I Know Why the Caged Bird Sings

Summary: A black woman recalls the anguish of her childhood in Arkansas and her adolescence in the northern slums.

Just Give Me a Cool Drink of Water ‘Fore I Diiie

Summary: Diiie is made up of two sections of 38 poems. The 20 poems in the first section, “Where Love is a Scream of Anguish”, center on love. Many of the poems in this section and the next are structured like blues and jazz music, and have universal themes of love and loss. The eighteen poems in the second section, “Just Before the World Ends”, focus on the experience of the survival of African Americans despite living in a society dominated by whites.

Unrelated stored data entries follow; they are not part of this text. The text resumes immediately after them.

PR #6180, opened 2025-04-26
Resolve LongDoubleConversion from Error Prone

izeye:
This PR resolves LongDoubleConversion from Error Prone.

This PR also changes to handle LongDoubleConversion as errors.


jonatan-ivanov:
Thanks for the PR!
I'm halfway in reviewing this, there are a few things I want to verify because they might be trickier that they seem first.

implementations/micrometer-registry-otlp/src/main/java/io/micrometer/registry/otlp/OtlpStepTimer.java
```diff
@@ -53,10 +53,10 @@ class OtlpStepTimer extends AbstractTimer {
 
     @Override
     protected void recordNonNegative(final long amount, final TimeUnit unit) {
-        final long nanoAmount = (long) TimeUtils.convert(amount, unit, TimeUnit.NANOSECONDS);
+        final long nanoAmount = (long) TimeUtils.convert((double) amount, unit, TimeUnit.NANOSECONDS);
         count.add(1L);
         total.add(nanoAmount);
-        max.record(nanoAmount);
+        max.record((double) nanoAmount);
```
jonatan-ivanov, line 59: I don't really like the chain of conversions here (`long -> double -> integer conversion -> long -> double`) but this PR just makes it explicit so would not change t here. I guess first we need to add `long` overrides to `TimeUtils` to fix this.

@shakuzen What do you think?

jonatan-ivanov (approved):

jonatan-ivanov:
Thank you!

implementations/micrometer-registry-otlp/src/main/java/io/micrometer/registry/otlp/OtlpStepTimer.java
shakuzen: That's probably a good idea.

jonatan-ivanov: 👍🏼 https://github.com/micrometer-metrics/micrometer/issues/6215

PR #6187, opened 2025-04-27
TagRenamingFilter

etki:
This is the last of performance-related PRs. As with previous one, this description will be updated once i have more time to run all the benchmarks. Nothing super super cool, done mostly to keep consistency, but these are the latest results (requires additional verification). Please keep in mind that X is not X supplied tags in _every_ input, but only in 90% of them (other 10% contain 1-64 tags, done to simulate a somewhat real situation).

| processed tags | version | nanoseconds / operation | instructions |
|--:|:--|--:|--:|
| 0 | main | ` 91.356 ±  0.353` | 374.790 |
| 0 | pr | ` 81.980 ±  0.859` | 335.794 |
| 1 | main | `126.592 ±  0.345` | 473.020 |
| 1 | pr | ` 92.874 ±  0.277` | 350.152 |
| 4 | main | `146.673 ±  0.369` | 568.136 |
| 4 | pr | `106.541 ±  0.284` | 409.278 |
| 8 | main | `185.319 ±  0.457` | 725.593 |
| 8 | pr | `127.259 ±  0.235` | 500.279 |
| 16 | main | `274.408 ±  0.560` | 1162.592 |
| 16 | pr | `191.191 ±  0.331` | 800.652 |
| 32 | main | `503.440 ±  0.745` | 2126.366  |
| 32 | pr | `395.133 ±  0.781` | 1817.026 |
| 64 | main |  `821.375 ±  1.231` | 4549.852 |
| 64 | pr | `865.062 ±  1.071` | 5404.027 |

The results are getting worse in 32+ range (compared to the single-iteration version as well), because the chance of actually seeing a replacement gets to 50% and higher. This, i believe, is where we are actually leaving the real situation. The double-iteration version is in fact the last minute experiment, there might be a bit of an improvement, will hopefully have some time to investigate. As in all other PRs, #6113 would greatly help to make another CPU relief step.

### DIFF
--- a/micrometer-core/src/main/java/io/micrometer/core/instrument/config/MeterFilter.java
+++ b/micrometer-core/src/main/java/io/micrometer/core/instrument/config/MeterFilter.java
@@ -17,10 +17,10 @@ package io.micrometer.core.instrument.config;
 
 import io.micrometer.common.lang.Nullable;
 import io.micrometer.core.instrument.*;
+import io.micrometer.core.instrument.config.filter.TagRenamingFilter;
 import io.micrometer.core.instrument.distribution.DistributionStatisticConfig;
 
 import java.time.Duration;
-import java.util.ArrayList;
 import java.util.List;
 import java.util.Set;
 import java.util.concurrent.ConcurrentHashMap;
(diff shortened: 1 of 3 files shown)


jonatan-ivanov:
Hi,

Instead of replying to all of your PRs separately, let me reply here to all of them first.
First of all: thank you very much!

I looked through them quickly, here are a few updates/things to consider:
- We need to discuss them internally (they are somewhat connected)
- Timeline-wise we can consider them for 1.16.0 (which means the earliest we can merge them is mid next month)
- I know @shakuzen wanted to create JMH benchmarks that are connected to these areas, I think we should do that first
- Last week I worked on making it easier to run perf tests in a more stable infrastructure than our laptops, I need to discuss this with @shakuzen, it can help merging your PRs if we can use it to run stable JMH benchmarks

We will get back to you soon with more update after we discussed the above/reviewed your PRs.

Singin’ and Swingin’ and Gettin’ Merry Like Christmas

Summary: Singin’ and Swingin’ and Gettin’ Merry like Christmas is the third book of Maya Angelou’s seven-volume autobiography series. Set between 1949 and 1955, the book spans Angelou’s early twenties. In this volume, Angelou describes her struggles to support her young son, form meaningful relationships, and forge a successful career in the entertainment world. The work’s 1976 publication was the first time an African-American woman had expanded her life story into a third volume.

The Heart of a Woman

Summary: The Heart of a Woman recounts events in Angelou’s life between 1957 and 1962 and follows her travels to California, New York City, Cairo, and Ghana as she raises her teenage son, becomes a published author, becomes active in the civil rights movement, and becomes romantically involved with a South African anti-apartheid fighter. One of the most important themes of The Heart of a Woman is motherhood, as Angelou continues to raise her son. The book ends with her son leaving for college and Angelou looking forward to newfound independence and freedom.

Wouldn’t Take Nothing for My Journey Now

Summary: Maya Angelou, one of the best-loved authors of our time, shares the wisdom of a remarkable life in this best-selling spiritual classic. This is Maya Angelou talking from the heart, down to earth and real, but also inspiring. This is a book to treasured, a book about being in all ways a woman, about living well, about the power of the word, and about the power do spirituality to move and shape your life. Passionate, lively, and lyrical, Maya Angelou’s latest unforgettable work offers a gem of truth on every page.